Issue #5572, opened 2019-08-09
Performance drops to 45fps on one hand detected, after a lot of manipuation. Drops to 22 fps on two hands detected.


cre8ivepark:
## Describe the bug
After a lot of manipulation interaction (one or two-handed), the Profiler shows the framerate drop to 45fps on two hands detected even there are no objects in the viewport. (no hand mesh/joint)
Presenting a single hand seems fine (60fps). Only drops when both hands are detected.

After pausing and restarting the app and manipulating the HL2 style bounding box, then bringing up a single hand can cause the framerate to drop to 45 fps, and bringing up 2 hands causes frame rate drop to 22 fps.

## To reproduce
In the HandInteractionExample scene, keep interacting with the objects with ManipulationHandler and BoundingBox. Use two-handed manipulation for scaling/rotating.

## Expected behavior
No framerate drop

## Your Setup (please complete the following information)
- Unity Version 2018.4.

## Target Platform (please complete the following information)
- HoloLens 2

## Branch
- prelease

Troy-Ferrell:
This behavior is also pretty noticeable in Unity editor on desktop. Looking quickly into the Unity profiler, these are the bigger hitters that start taking up computation on hands shown (Input simulation Hands)

BoundingBox (Multiple instances) -> Update()
MRTK.Update() -> Huge increase
MRTK.LateUpdate() -> Huge increaase
Physics->Processing

davidkline-ms:
Is this a recent regression?

Troy-Ferrell:
@davidkline-ms hard to fully say. The BoundingBox isn't recent and I believe was part of #4895 . The MRTK update and MRTK late update may have been there a while too. Haven't investigated yet

Troy-Ferrell:
The MRTK update with hands appears to be mostly in UpdatePointers(), and in particular the Graphics raycast for every pointer Ray step is very expensive

DefaultControllerPointer has 2 rays instead of just one but setting to 1 breaks Unity UI slider?

wiwei:
https://github.com/microsoft/MixedRealityToolkit-Unity/pull/5615

PR #5618, opened 2019-08-12
Input, Hand joints, and BoundingBox perf improvements

Troy-Ferrell:
## Overview
There are three areas of bugs found for perf improvements into the stabilization branch.

1)
The most dramatic perf impact was identified by @wiwei . Only on device, the showing and hiding of hands would cause input to handle events and a list of "postponed" action events were never cleared over time. This caused the list to balloon through app usage and testing with Julia at one point reached 3000+ action list! Being looped through every frame. This caused framerate to collapse into below 30 territory. 

2)
BoundingBox called update scale handle for every BoundingBox in the scene for every rotation/scale handle on a given BB, regardless of visibility or state. This caused quite a significant overhead on the CPU.
-> If handles are not visible (mostly wireframeOnly = true), then proximity scaling does not execute at all
-> BoundingBox now more efficiently acquires all possible pointers
-> BoundingBox only test pointer types that are visible (i.e ShowScaleHandles = true, etc.)
-> BoundingBox only tests pointer results that are within a sphere of influence of the BB. Thus, if the user is far away etc. then no need to calculate proximity for every handle
-> Fixed some summary tags and empty tooltips in BoundingBox properties

3)
HandJointUtils did not efficiently acquire a given hand joint. Every call will cause the class to try to find the latest input system and try to find the given hand by looping through detected controllers. Furthermore, in most cases (particularly SpherePointer), the calling class already had the controller reference and thus only needed to cast to IMixedRealityHand and call TryGetJoint() itself which is way more efficient.

## Changes
- Fixes: #5572 

## Verification
@julenka  tested HandInteractionExample scene on HL2 device
All tests passed

>
>


Assets/MixedRealityToolkit.SDK/Features/UX/Scripts/BoundingBox/BoundingBox.cs
```diff
@@ -649,109 +749,94 @@ public bool ShowRotationHandleForZ
...
-        public bool DrawTetherWhenManipulating
-        {
-            get { return drawTetherWhenManipulating; }
-            set { drawTetherWhenManipulating = value; }
-        }
+
+        /// <summary>
+        /// Check to draw a tether point from the handles to the hand when manipulating.
+        /// </summary>
+        public bool DrawTetherWhenManipulating => drawTetherWhenManipulating;
```
keveleigh: This (and quite a few other properties below) had their setters removed in this PR. Was this intentional?

julenka:
I have verified these changes look good on HL2

Assets/MixedRealityToolkit.SDK/Features/UX/Scripts/BoundingBox/BoundingBox.cs
```diff
@@ -5,6 +5,7 @@
 using Microsoft.MixedReality.Toolkit.Utilities;
 using System;
 using System.Collections.Generic;
+using System.Runtime.CompilerServices;
```
julenka: What requires this?

Assets/MixedRealityToolkit.SDK/Features/UX/Scripts/BoundingBox/BoundingBox.cs
```diff
@@ -130,8 +134,19 @@ public enum RotationHandlePrefabCollider
             Sphere,
             Box
         }
-        #endregion Enums
 
+        /// <summary>
+        /// Container for handle references and states (including scale and rotation type handles)
+        /// </summary>
+        private class Handle
```
julenka: Why not a struct?

Assets/MixedRealityToolkit.SDK/Features/UX/Scripts/BoundingBox/BoundingBox.cs
julenka: This also means that DrawTetherWhenManipulating will not be set-table from code, violates principle "make stuff configurable from code"

Assets/MixedRealityToolkit.SDK/Features/UX/Scripts/BoundingBox/BoundingBox.cs
```diff
@@ -1412,57 +1489,19 @@ private void AddLinks()
...
 
-                ballsProximate.Add(HandleProximityState.FullsizeNoProximity);
-                ballRenderers.Add(midpointVisual.GetComponent<Renderer>());
                 if (handleMaterial != null)
                 {
-                    Renderer renderer = midpointVisual.GetComponent<Renderer>();
                     ApplyMaterialToAllRenderers(midpointVisual, handleMaterial);
                 }
             }
-            //if (rotationHandlePrefab == null)
```
julenka: oof. thanks!

Assets/MixedRealityToolkit.SDK/Features/UX/Scripts/BoundingBox/BoundingBox.cs
Troy-Ferrell: AT line 2206, it's basically to be like c++ inline keyword
[MethodImpl(MethodImplOptions.AggressiveInlining)]

Assets/MixedRealityToolkit.SDK/Features/UX/Scripts/BoundingBox/BoundingBox.cs
Troy-Ferrell: Because our handle list is
1) small
2) contains reference types

Making this a struct would require a copy back of the struct every for loop. With List<> you can't do handles[i].state = blah. 

Making the handles member a Handle[] array is annoying because it's not filled in one place. So we need an indexCounter to be tracked/incremented everywhere

Assets/MixedRealityToolkit.SDK/Features/UX/Scripts/BoundingBox/BoundingBox.cs
Troy-Ferrell: no it wasn't....I didn't realize it only created getters and not setters

Assets/MixedRealityToolkit.SDK/Features/UX/Scripts/Cursors/FingerCursor.cs
```diff
@@ -171,14 +171,18 @@ protected virtual bool IsNearGrabbableObject(out float dist)
         /// <returns></returns>
         protected bool TryGetJoint(TrackedHandJoint joint, out Vector3 position, out Quaternion rotation)
         {
-            if (Pointer != null && Pointer.Controller != null)
+            if (Pointer != null)
             {
-                if (HandJointUtils.TryGetJointPose(joint, Pointer.Controller.ControllerHandedness, out MixedRealityPose handJoint))
+                var hand = Pointer.Controller as IMixedRealityHand;
```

**Task goal**. Reply with nothing but the number of lines in the data above that contain "davidkline".

**Response**. 2